Bosworth was banned from playing in the Orange Bowl his junior season after testing positive for steroids. While standing on the sideline during the 1987 Orange Bowl game, he removed his shirt to reveal a t-shirt containing the wording, "NCAA: National Communists against Athletes." Switzer later dismissed Bosworth from the team, and he entered the 1987 NFL Supplemental Draft, where he was selected as the No. 1 overall pick.
The fact that Keith Jackson was named to the AP All-Time All-America Team speaks to his overall talent and performance while playing the tight-end position in run-oriented Oklahoma Wishbone offenses. Like Bosworth, Jackson played on OU's 1985 national championship team. The Sooner tight end had 62 total receptions in four seasons at Oklahoma (1984-87) for 1,470 yards and 14 touchdowns. The Sooners were a combined 42-5-1 in Jackson's four seasons, during which he was twice named a unanimous All-American.
Jackson was a first-round selection of the Philadelphia Eagles in the 1988 NFL Draft and went on to play nine seasons in the NFL for three different teams (Philadelphia, Miami and Green Bay). He was a four-time NFL All-Pro selection.
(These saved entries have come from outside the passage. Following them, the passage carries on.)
Issue #5383, opened 2024-03-13
Mermaid v10.9.8 cannot be injected into Chrome browser extensions


simov:
### Description

The introduction of [Katex in v10.9.0](https://github.com/mermaid-js/mermaid/releases/tag/v10.9.0) most likely introduced characters that are not encoded properly into the build.

When I try to inject Mermaid v10.9.0 into a Chrome browser extension I get the following error:
```
Could not load file 'mermaid.min.js'. It isn't UTF-8 encoded.
```

At first glance it looks like the file is indeed encoded with UTF-8, but when I tried to convert it using a tool available on Linux:
```bash
iconv -f UTF-8 -t US-ASCII mermaid.min.js
```
I got
```
illegal input sequence at position ...
```
At that position I found this character:
```
µ
```
Then by removing it and running the command again, I found another one:
```
−
```
and so on.

Using an [online converter](https://smalldev.tools/utf8-encoder-online) to encode those characters I got:
- `µ` -> `Âµ`
- `−` -> `â`

This is preventing any Chromium based browser (anything except Firefox) to inject Mermaid v10.9.0, I tested with Chrome and Opera, Firefox does not complain about those characters.

### Steps to reproduce

A simple Chrome extension can be created to reproduce this issue:

### manifest.json
```json
{
  "manifest_version": 3,
  "name"            : "Inject Mermaid v10.9.0 Bug",
  "version"         : "1",
  "description"     : "Chromium based browsers cannot inject Mermaid v10.9.0",

  "background" : {
    "service_worker": "background.js"
  },

  "permissions": [
    "scripting"
  ],

  "host_permissions": [
    "file:///*",
    "*://*/"
  ]
}
```

### background.js
```js
console.log('background')

chrome.tabs.onUpdated.addListener((id, info, tab) => {

  if (info.status === 'loading' && info.url) {

    console.log('inject')

    chrome.scripting.executeScript({
      target: {tabId: id},
      files: [
        'mermaid.min.js'
      ],
      injectImmediately: true
    }, (err) => {
      if (err) {
        console.log(err)
      }
    })
  }
})
```

### mermaid.min.js

Needs to be v10.9.0

This extension will try to inject `mermaid.min.js` into any page you visit.

### Setup

- Mermaid version:
- Browser and Version: [Chrome, Edge, Firefox]

sidharthv96:
@NicolasNewman do you know if encoding to UTF-8 during build time would cause an issue?
[...]

PR #5408, opened 2024-03-23
fix: patch lodash to not use `Function` calls

### LINKED ISSUE #5378: Mermaid versions after v9.2.2 cannot be injected into Firefox addons
### Description

I have a browser extension that injects `mermaid.min.js` as a content script:
```js
chrome.scripting.executeScript({
  target: {tabId: id},
  files: [
    'mermaid.min.js'
  ],
  injectImmediately: true
})
```

In Chromium based browsers the above code injects the latest `mermaid.min.js` build without any issues. However, in Firefox after v9.2.2 it is no longer possible to inject the `mermaid.min.js` build using the exact same code.

Initially I was thinking that it is a temporary issue, so that's why I did not report it immediately, but at this point I have users asking me why am I not updating the Mermaid version in the Firefox version of the extension (same code base as the Chromium one), and I cannot figure out what changed after v9.2.2 that might be causing this.

According to the release docs for v9.3.0 https://github.com/mermaid-js/mermaid/releases/tag/v9.3.0 the build become:

> 25% Smaller

So I'm wondering if it is something related to that. 

Note that this is happening ever since Dec 15th 2022 when v9.3.0 got released, so through out all this time all versions of Firefox consistently fail to inject the library after v9.3.0, but they can inject v9.2.2 just fine. I have tested every Mermaid build ever since.

### Steps to reproduce

A simple Firefox addon can be created to reproduce this issue:

### manifest.json
```json
{
  "manifest_version": 3,
  "name"            : "Inject Mermaid > v9.2.2 Bug",
  "version"         : "1",
  "description"     : "All Mermaid versions from v9.3.0 onwards cannot be injected",

  "background" : {
    "scripts": [
      "background.js"
    ]
  },

  "permissions": [
    "scripting"
  ],

  "host_permissions": [
    "file:///*",
    "*://*/"
  ],

  "browser_specific_settings": {
    "gecko": {
      "id": "ff-mermaid-inject@foo.bar",
      "strict_min_version": "110.0"
    }
  }
}
```

### background.js
```js
console.log('background')

chrome.tabs.onUpdated.addListener((id, info, tab) => {

  if (info.status === 'loading' && info.url) {

    console.log('inject')

    chrome.scripting.executeScript({
      target: {tabId: id},
      files: [
        'mermaid.min.js',
        'content.js'
      ],
      injectImmediately: true
    }, (err) => {
      if (err) {
        console.log(err)
      }
    })
  }
})
```

### content.js
```js
console.log('content')
console.log(mermaid)
```

### mermaid.min.js

> _See below_

1. Navigate to `about:debugging#/runtime/this-firefox`
Screenshot from 2024-03-12 11-35-01

2. Click on the `Load Temporary Add-on...` button

3. Find the folder containing the 3 files from above and double click on the `manifest.json` file

4. Make sure the `Access the data for all websites` switch is turned on for your temporary extension in `about:addons`
Screenshot from 2024-03-12 11-54-41

5. Navigate to any webpage

When using Mermaid v9.2.2 https://cdnjs.cloudflare.com/ajax/libs/mermaid/9.2.2/mermaid.min.js as the source of `mearmaid.min.js` the injecting works and therefore you will see the following output in the console log of the page you are looking at:
Screenshot from 2024-03-12 11-34-13

Meaning both the `mermaid.min.js` and the `content.js` got injected and you can see the `mermaid` object being printed out in the console.

Now, 

1. Replace the contents of `mermaid.min.js` with the contents of https://cdnjs.cloudflare.com/ajax/libs/mermaid/9.3.0/mermaid.min.js
2. Navigate back to `about:debugging#/runtime/this-firefox` and click on the `Reload` button for your temporary addon
3. Click on the `Inspect` button to view the console log for the background page
4. Switch back to the site that you were looking at before and refresh the page

Now in the console log for the background page of the extension you can see the following:
Screenshot from 2024-03-12 11-32-41

So apparently on line `23` in `mermaid.min.js` now `a call to Function() is being blocked by the CSP` and therefore the inject fails as a whole. The inject is failing from v9.3.0 onward because of a Content Security Policy set for browser addons in Firefox. Note that the whole purpose of injecting `mermaid.min.js` instead of adding it as a `script` tag into the page is to circumvent another set of CSP issues, but in the content page context afterwards, so there is really no other way for me to use Mermaid other than injecting it in the background page.

I have examined the offending line 23 in both v9.2.2 and v9.3.0, but I cannot spot any significant difference between the two.

### Screenshots

_No response_

### Code Sample

_No response_

### Setup

- Mermaid version: v9.2.2 works, any version beyond v9.3.0 does not work
- Browser and Version: any version of Firefox after Dec 15th 2022

### Suggested Solutions

_No response_

### Additional Context

_No response_

Yash-Singh1:
## :bookmark_tabs: Summary

Patch `lodash-es` and `cytoscape` (has lodash bundled in it) to avoid using `Function` calls.

Resolves #5378

I patched `lodash-es` to use a globalThis polyfill and for `cytoscape` I just used `window` because `cytoscape` only runs in browser afaik.

This won't fix CSP violations when running Mermaid.js without the bundles (directly importing the ESM `mermaid.core.mjs`), but it would patch the `Function` calls in the bundles.

### :clipboard: Tasks

Make sure you


Yash-Singh1:
I got this working with the example repro provided by @simov on Firefox 124.

@simov Could you confirm that this works on your end too?

simov:
@Yash-Singh1 sure, can you point me to the `mermaid.min.js` produced by this PR?

Yash-Singh1:
> @Yash-Singh1 sure, can you point me to the `mermaid.min.js` produced by this PR?

Sure, here is a link to the `mermaid.min.js` build: https://mermaid-upload-5408-build.pages.dev/9fd6a13/mermaid.min.js

LMK if you need anything else to get it working.

simov:
It works in Firefox.

Is this PR on top of v10.9.0? Because it works in Chrome too, meaning the other issue reported here https://github.com/mermaid-js/mermaid/issues/5383 about the character encoding seems to be resolved too.

Yash-Singh1:
> Is this PR on top of v10.9.0?

Yes, this PR is on top of v10.9.0.

> Because it works in Chrome too, meaning the other issue reported here #5383 about the character encoding seems to be resolved too.

Interesting, there must have been a commit between now and the 10.9.0 release that removed the latin characters issue then.

sidharthv96:
Nice work @Yash-Singh1!
What do you think the long term fix for this would be? Should we raise the issue in lodash repo to see if they would add the polyfill directly?

Yash-Singh1:
> Nice work @Yash-Singh1! What do you think the long term fix for this would be? Should we raise the issue in lodash repo to see if they would add the polyfill directly?

Yeah, I think that would make sense.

Lee Roy Selmon was a unanimous first-team All-American in 1975 and was a second-team selection in 1974. He played on Oklahoma's 1974 and 1975 national championship teams as a defensive lineman and was awarded both the Outland Trophy and the Lombardi Award in 1975 for being the best at his position in college football. Many consider the Oklahoma native to be the greatest defensive player in OU history.
Selmon had 335 tackles in four seasons at Oklahoma, third all-time among Sooner defensive linemen and 12th all-time in program history. He was the No. 1 overall player taken in the 1976 NFL Draft, taken by the Tampa Bay Buccaneers, where he played for nine seasons, earning three NFL All-Pro selections, as well as NFL Defensive Player of the Year in 1979. Selmon is one of just two Oklahoma players to be named to both the College Football Hall of Fame and the NFL Hall of Fame (Tommy McDonald is the other).
To qualify for consideration and selection to the AP All-Time All-America Team, a player was required to have made first-team AP All-American at least once. The Sooners certainly had a number of those, but they also had 14 former players, including Bosworth and Jackson, who achieved two-time AP All-American status. The others were running backs Tommy McDonald, Greg Pruitt and Billy Sims, lineman Jim Weatherall, linebackers Rod Shoate, George Cumby, Rocky Calmus and Teddy Lehman, offensive guard Mark Hutson and Duke Robinson, and defensive tackles Tony Casillas and Tommie Harris.
In 10 decades since the first AP All-America Team in 1925, Oklahoma has had the most AP All-Americans in four of them: 1950s (11), 1970s (19), 1980s (13) and 2000s (16). Since 2010, however, Alabama has dominated the AP All-America selections with 37 over the past 15 years. That is the most selections in back-to-back decades in AP All-America Team history.